REQUIREMENT
The word "overflow" may appear in some lines of the data; copy every such line.

Records from a collection:
------------

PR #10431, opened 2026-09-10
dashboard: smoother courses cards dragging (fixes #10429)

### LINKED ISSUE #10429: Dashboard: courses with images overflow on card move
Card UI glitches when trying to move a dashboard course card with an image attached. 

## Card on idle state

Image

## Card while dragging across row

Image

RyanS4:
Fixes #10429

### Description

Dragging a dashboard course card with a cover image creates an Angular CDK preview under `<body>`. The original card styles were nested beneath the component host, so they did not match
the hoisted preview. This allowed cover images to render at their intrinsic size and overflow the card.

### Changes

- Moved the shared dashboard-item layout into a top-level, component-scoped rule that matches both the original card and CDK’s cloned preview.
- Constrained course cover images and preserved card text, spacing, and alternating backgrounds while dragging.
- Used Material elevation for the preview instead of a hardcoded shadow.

------------

RESPONSE AREA
### LINKED ISSUE #10429: Dashboard: courses with images overflow on card move
the hoisted preview. This allowed cover images to render at their intrinsic size and overflow the card.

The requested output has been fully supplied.